What Google can tell us about people’s secret thoughts

Google search engine

Google can be used for a seemingly infinite number of tasks: looking up directions, defining words, shopping for presents, fixing your car. According to some researchers, however, it can also be used to read people's minds.

Economist and former Google data scientist Seth Stephens-Davidowitz calls Google searches “a confessional box” that can gauge public sentiment on controversial views that polls and surveys can’t always measure. After events like the recent attacks in San Bernardino and Paris, it can be used to gauge increasing Islamophobic sentiments. 

“Sometimes people type just random thoughts they have into Google,” Stephens-Davidowitz says. “These searches tend to feel like confessionals. They're admitting things that they might not want to admit in polite company or might not tell to a survey. So it gets kind of a different perspective and often, unfortunately, a darker perspective of the human psyche.”

Stephens-Davidowitz and Evan Soltas have been researching the ability of anonymous aggregate data collected from Google to predict things like hate crimes against Muslims. 

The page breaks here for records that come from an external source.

PR #761, opened 2020-07-30
Test babel register

bernardwang:
### Summary
CBJ isnt able to finish generating doc site because of the babel/register not working. This PR updates the regex to include CBJ's directory

CBJ error
Screen Shot 2020-07-30 at 11 18 02 AM
Notice the directory is `s3/packages/design-system-docs` rather than `design-system/packages/`

### How to test
- Ensure doc site generates in core and child ds


line47:
both the doc site and child-design-system example work for me 👍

“When people type very disturbing searches like ‘kill Muslims’ or ‘I hate Muslims,’ hate crimes against Muslims are higher. There's a clear relationship on weeks when these searches are higher — there are going to be more anti-Muslim hate crimes,” Stephens-Davidowitz says. 

Their research in recent weeks has shown a disturbing trend. Anti-Muslim Internet searches are at levels not seen since 2001. 

“This means we predict that anti-Muslim hate crimes are at levels not seen since the aftermath of September 11 right now, because these nasty searches about Muslims have shot up recently,” Stephens-Davidowitz says.

Soltas and Stephens-Davidowitz were able to test their hypothesis recently during a speech given by President Barack Obama. 

“The speech was very moving. He talked about the importance of not judging people based on their religion,” says Stephens-Davidowitz. “We got very excited, like ‘Oh let's see how the searches have responded to these well-meaning words.’ And we found out disappointingly and disturbingly that, if anything, it seemed to just provoke the angry mob or provoke intolerance. That searches for ‘kill Muslims’ shot up three-fold … so, if anything, it seemed like Obama's speech, on average, backfired.”

Later in the speech, however, Obama spoke about Muslim Americans as sports heroes and people who were willing to die for the USA.   

“After that line, for the first time in a year, the top noun search with Muslims was not terrorists, extremists or refugees — it was athletes,” Stephens-Davidowitz says. “So that had more positive effects.”

Soltas and Stephens-Davidowitz have been researching their theory for about three years, and are planning to publish their findings. Stephens-Davidowitz is also writing a book. 

“It is like a confessional and people are telling things I don't think many people are going to tell a poll,” Stephens-Davidowitz says. “When you look at it anonymously, in aggregate, you really do get a really unprecedented view into the mind.”

This article is based on an interview that aired on PRI's Science Friday.